Но Рахманов молчал.

Он молчал и страдальчески смотрел на меня, и я почувствовал, что говорю что-то бестактное. И красноречие мое увяло. Потом, оставшись со мной наедине, Рахманов сказал:

– При нем нельзя говорить о смерти. Он заставляет себя о ней не думать, и это не легко ему дается.

После нашего свидания в Комарове Шварц прожил еще около восьми лет. Время от времени я наезжал в Ленинград, – всегда по делам, всегда только на день или на два, – и всякий раз самым приятным в этих моих приездах была возможность провести два-три часа с Женей Шварцем. И дружба, и вражда складываются в первую половину человеческой жизни, а во вторую половину только продолжаются, проявляя, однако, удивительную стойкость. Так было и в нашей дружбе с Шварцем, – она уже не менялась. После любой разлуки мы могли начать любой разговор без всякой подготовки и понимали друг друга с четверти слова. У него вообще было замечательное умение понимать – свойство очень умного и сердечного человека. <...>

Как-то во время одного из моих приездов, Шварц прочел мне свои воспоминания о Борисе Житкове. Он очень волновался, читая, и я видел, как дорого ему его прошлое, как дороги ему те люди, с которыми он когда-то встречался. А так как его прошлое было в большой мере и моим прошлым, я, слушая его, тоже не мог не волноваться. Я порой даже возмущался, – мне все казалось, что он ко многим людям относится слишком мягко и снисходительно. Когда он кончил, я заспорил с ним, доказывая, что такой-то был ханжа и ловчило, а такой-то – просто подлец. Он не возражал мне, а промолчал, увел разговор в сторону, – как поступал обычно, когда бывал несогласен. И мне вдруг пришло в голову, что он добрее меня, и потому прав.

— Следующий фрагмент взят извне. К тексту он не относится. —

PR #1628, opened 2017-08-08
Initial set of changes to use msbuild that comes with the CLI on Windows

joperezr:
cc: @weshaggard 

This are only the changes required to build on Windows, we still need to do some work for Linux side. Also, in here we will always be using .NET Core MSBuild on Windows, the right approach to me would be to be able to choose which one, but throwing this out just to get initial feedback.

### DIFF
--- a/src/Microsoft.DotNet.Build.Tasks/PackageFiles/init-tools.cmd
+++ b/src/Microsoft.DotNet.Build.Tasks/PackageFiles/init-tools.cmd
@@ -10,6 +10,7 @@ if [%PACKAGES_DIR%] == [] set PACKAGES_DIR=%TOOLRUNTIME_DIR%
 set PACKAGES_DIR=%PACKAGES_DIR:"=%
 set BUILDTOOLS_PACKAGE_DIR=%~dp0
 set MICROBUILD_VERSION=0.2.0
+set ROSLYNCOMPILERS_VERSION=2.0.0-rc
 
 :: Determine if the CLI supports MSBuild projects. This controls whether csproj files are used for initialization and package restore.
 set CLI_VERSION=
@@ -26,7 +27,8 @@ if [%BUILDTOOLS_USE_CSPROJ%]==[] (
 { ^
   "dependencies": ^
     { ^
-      "MicroBuild.Core": "%MICROBUILD_VERSION%" ^
+      "MicroBuild.Core": "%MICROBUILD_VERSION%", ^
+      "Microsoft.Net.Compilers": "%ROSLYNCOMPILERS_VERSION%" ^
     }, ^
   "frameworks": {"netcoreapp1.0": {},"net46": {}} ^
 }
@@ -41,6 +43,7 @@ if [%BUILDTOOLS_USE_CSPROJ%]==[] (
   ^^^</PropertyGroup^^^> ^
   ^^^<ItemGroup^^^> ^
     ^^^<PackageReference Include=^"MicroBuild.Core^" Version=^"%MICROBUILD_VERSION%^" /^^^> ^
+    ^^^<PackageReference Include=^"Microsoft.Net.Compilers^" Version=^"%ROSLYNCOMPILERS_VERSION%^" /^^^> ^
   ^^^</ItemGroup^^^> ^
  ^^^</Project^^^>
   set PROJECT_EXTENSION=csproj
@@ -88,6 +91,8 @@ if not [%NET46_PUBLISH_ERROR_LEVEL%]==[0] (
   exit /b %NET46_PUBLISH_ERROR_LEVEL%
 )
 
+Robocopy "%TOOLRUNTIME_DIR%\runtimes\any\native" "%TOOLRUNTIME_DIR%\."
+
 :: Copy Portable Targets Over to ToolRuntime
 if not exist "%PACKAGES_DIR%\generated" mkdir "%PACKAGES_DIR%\generated"
 set PORTABLETARGETS_PROJECT=%PACKAGES_DIR%\generated\project.%PROJECT_EXTENSION%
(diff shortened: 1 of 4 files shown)


src/Microsoft.DotNet.Build.Tasks/PackageFiles/init-tools.cmd
```diff
@@ -28,9 +26,7 @@ if [%BUILDTOOLS_USE_CSPROJ%]==[] (
 { ^
   "dependencies": ^
     { ^
-      "MicroBuild.Core": "%MICROBUILD_VERSION%", ^
-      "Microsoft.Portable.Targets": "%PORTABLETARGETS_VERSION%", ^
-      "Microsoft.Net.Compilers": "%ROSLYNCOMPILERS_VERSION%" ^
+      "MicroBuild.Core": "%MICROBUILD_VERSION%" ^
```
weshaggard: Why do we need to keep MicroBuild here?

src/Microsoft.DotNet.Build.Tasks/PackageFiles/init-tools.cmd
```diff
@@ -94,12 +88,6 @@ if not [%NET46_PUBLISH_ERROR_LEVEL%]==[0] (
...
 )
 
-:: Copy some roslyn files which are published into runtimes\any\native to the root
-Robocopy "%TOOLRUNTIME_DIR%\runtimes\any\native" "%TOOLRUNTIME_DIR%\."
-
-:: Microsoft.Build.Runtime dependency is causing the MSBuild.runtimeconfig.json buildtools copy to be overwritten - re-copy the buildtools version.
-Robocopy "%BUILDTOOLS_PACKAGE_DIR%\." "%TOOLRUNTIME_DIR%\." "MSBuild.runtimeconfig.json"
-
 :: Copy Portable Targets Over to ToolRuntime
 if not exist "%PACKAGES_DIR%\generated" mkdir "%PACKAGES_DIR%\generated"
```
weshaggard: I thought we didn't need to portable targets?

src/Microsoft.DotNet.Build.Tasks/PackageFiles/init-tools.cmd
weshaggard: I'd like to clean out this entire project generation.

src/Microsoft.DotNet.Build.Tasks/PackageFiles/msbuild.cmd
```diff
@@ -1,2 +1,2 @@
-@call msbuild.exe %*
+@call %~dp0dotnetcli\dotnet.exe msbuild %*
```
weshaggard: We probably want to add some logic to see if msbuild is on the path and if so then use it otherwise fallback to dotnet.exe msbuild. With some way to force that if needed.

src/Microsoft.DotNet.Build.Tasks/PackageFiles/tool-runtime/project.csproj
```diff
@@ -4,7 +4,6 @@
     <TargetFrameworks>netcoreapp2.0;net46</TargetFrameworks>
     <EnableDefaultItems>false</EnableDefaultItems>
     <RuntimeFrameworkVersion Condition=" '$(TargetFramework)' == 'netcoreapp2.0' ">2.0.0-beta-001776-00</RuntimeFrameworkVersion>
```
weshaggard: While it probably isn't necessary we should probably start passing this version in to avoid restoring it.

src/Microsoft.DotNet.Build.Tasks/PackageFiles/init-tools.cmd
joperezr: I don't need it to build myself, but I thought this was required for official builds which is why I didn't touch that.

src/Microsoft.DotNet.Build.Tasks/PackageFiles/init-tools.cmd
joperezr: We don't, I kept this for the microbuild stuff, but if that is not required I'll go ahead and nuke this as well

src/Microsoft.DotNet.Build.Tasks/PackageFiles/msbuild.cmd
joperezr: Yup that is the plan, this is just temporary. I also plan to do msbuild specific parameters in here( like nodeReuse) cc @maririos

src/Microsoft.DotNet.Build.Tasks/PackageFiles/tool-runtime/project.csproj
joperezr: Sounds good

src/Microsoft.DotNet.Build.Tasks/PackageFiles/init-tools.cmd
weshaggard: We still need the microbuild stuff but we should move it to the toolruntime project instead.

joperezr: I'm not sure if its possible as I don't know if the stuff will be published correctly, but I'll try this out.

src/Microsoft.DotNet.Build.Tasks/PackageFiles/init-tools.cmd
```diff
@@ -26,7 +27,8 @@ if [%BUILDTOOLS_USE_CSPROJ%]==[] (
 { ^
   "dependencies": ^
     { ^
-      "MicroBuild.Core": "%MICROBUILD_VERSION%" ^
+      "MicroBuild.Core": "%MICROBUILD_VERSION%", ^
+      "Microsoft.Net.Compilers": "%ROSLYNCOMPILERS_VERSION%" ^
```
weshaggard: Why add here? Can't we just put them into the toolruntime.csproj?

joperezr: yeah, I haven't done those changes yet, this PR only got updated because I've been making changes on my local buildtools and keeping track of the changes by pushing but I'm mainly getting corefx to build with the changes first, After getting that, I will update all of this logic to be msbuild based instead.

src/Microsoft.DotNet.Build.Tasks/PackageFiles/msbuild.cmd
eerhardt: I don't think keying off the `%PATH%` is a good idea.  If I happen to use a VS developer command prompt and build this repo, by default I think it should build the same as if I opened a blank `cmd` prompt.

Instead, I think the `force` option should be the other way around.  By default, use the `dotnet.exe msbuild`, and keep it consistent between Windows and Linux.  If someone wants to force the build to use a full framework MSBuild, then they can pass in an arg to override the MSBuild to use.

joperezr: I believe our only concern on using the .NETCore MSBuild that comes with the CLI as the default was perf, since the desktop version was usually faster. Once we are ready to push this through, we can try and measure perf again with each case, and then decide on which one to take based on both consistency across platforms and build time.

eerhardt: If we have concerns about perf - then our customers will too.  We need to push on getting these things into our product.  That's the point about dogfooding.

joperezr:
Closing up old PR. I will eventually finish this in a new PR once we are ready to onboard the new msbuild inside the CLI for our repos.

В последние годы он был уже очень болен. <...>

Я навестил его незадолго до смерти. Он лежал; когда я вошел, он присел на постели. Мне пришлось сделать над собой большое усилие, чтобы не показать ему, как меня поразил его вид. Мой приход, кажется, обрадовал его, оживил, и он много говорил слабым, как бы потухшим голосом. Ему запретили курить, и его это мучило. Всю жизнь курил он дешевые маленькие папиросы, которые во время войны называли «гвоздиками»; он привык к ним в молодости, когда был беден, и остался им верен до конца. Несмотря на протесты Екатерины Ивановны, он все-таки выкурил при мне папироску. Рассказывал он мне о своей новой пьесе, которую писал в постели, – «Повесть о молодых супругах». Глаза его блестели, говорил он о Театре Комедии, о Николае Павловиче Акимове, об актерах, но смотрел на меня тем беспощадным, просящим и прощающим взором, которым смотрит умирающий на живого.

Живым я его больше не видел. Чем дальше уходит его смерть в прошлое, тем яснее я вижу, какая мне выпала в жизни удача – близко знать этого человека с высокой и воинственной душой.

Ощущение чуда

* * *

Меня Господь благословил идти,
Брести велел, не думая о цели.
Он петь меня благословил в пути,
Чтоб спутники мои повеселели.
Иду, бреду, но не гляжу вокруг,
Чтоб не нарушить божье повеленье,
Чтоб не завыть по-волчьи вместо пенья,
Чтоб сердца стук не замер в страхе вдруг.
Я человек. А даже соловей,
Зажмурившись, поет в глуши своей.

{1946 – 1947}

Евгений Шварц

Из письма Е.Л. Шварца

«…При бесконечных разговорах о влиянии, которые так любят литературоведы, кроме многих других вещей, они не учитывают одного обстоятельства. Я полушутя изложил его в стихах следующим образом:

На душе моей темно,
Братцы, что ж это такое?
Я писать люблю одно,
А читать люблю другое!

И в самом деле. Я люблю Чехова. Мало сказать люблю – я не верю, что люди, которые его не любят, настоящие люди. Когда при мне восхищаются Чеховым, я испытываю такое удовольствие, будто речь идет о близком, лично мне близком человеке. И в этой любви не последнюю роль играет сознание, что писать так, как Чехов, его манерой, для меня немыслимо. Его дар органичен, естественно, только ему. А у меня он вызывает ощущение чуда. Как он мог так писать?